*** Opening RECORDS ***

PR #696, opened 2021-01-28
Add tags and appliesTo to protocol tests

mtdowling:
This commit adds support for applying tags to individual test cases,
allowing them to be grouped much more granularly. It also adds support
for appliesTo, which allows test cases to indicate if they should only
be implemented by clients or servers. Test cases that do not define an
appliesTo member are to be implemented by both client and server
implementations.

Existing AWS protocol tests are updated to now utilize appliesTo rather
than adding tags to operations.

### DIFF
--- a/smithy-aws-protocol-tests/model/restJson1/http-headers.smithy
+++ b/smithy-aws-protocol-tests/model/restJson1/http-headers.smithy
@@ -284,7 +284,8 @@ apply NullAndEmptyHeadersClient @httpRequestTests([
             a: null,
             b: "",
             c: [],
-        }
+        },
+        appliesTo: "client",
     },
 ])
 
@@ -309,7 +310,8 @@ apply NullAndEmptyHeadersServer @httpResponseTests([
             a: null,
             b: "",
             c: [],
-        }
+        },
+        appliesTo: "server",
     },
 ])
 
--- a/smithy-aws-protocol-tests/model/restXml/document-maps.smithy
+++ b/smithy-aws-protocol-tests/model/restXml/document-maps.smithy
@@ -125,7 +125,8 @@ apply XmlEmptyMaps @httpRequestTests([
         },
         params: {
             myMap: {}
-        }
+        },
+        appliesTo: "client"
     }
 ])
 
@@ -146,7 +147,8 @@ apply XmlEmptyMaps @httpResponseTests([
         },
         params: {
             myMap: {}
-        }
+        },
+        appliesTo: "client",
     },
     {
         id: "XmlEmptySelfClosedMaps",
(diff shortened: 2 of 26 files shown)


smithy-aws-protocol-tests/model/restJson1/http-headers.smithy
```diff
@@ -265,7 +265,6 @@ structure InputAndOutputWithHeadersIO {
 /// Null and empty headers are not sent over the wire.
 @readonly
 @http(uri: "/NullAndEmptyHeadersClient", method: "GET")
-@tags(["client-only"])
 operation NullAndEmptyHeadersClient {
```
kstich, line 268: Can these operations be consolidated now that the distinction is on the tests themselves? This would require removing the operation level tags, though, and possibly cause a downstream issue. Maybe we just consolidate this as a followup.

smithy-aws-protocol-tests/model/restXml/document-maps.smithy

*** Closing RECORDS ***

■ **EXERCISE GOAL**
Scan the lines above for "cases", then copy every one that has it.

■ **OUTPUT OF THE EXERCISE**
This commit adds support for applying tags to individual test cases,
for appliesTo, which allows test cases to indicate if they should only
be implemented by clients or servers. Test cases that do not define an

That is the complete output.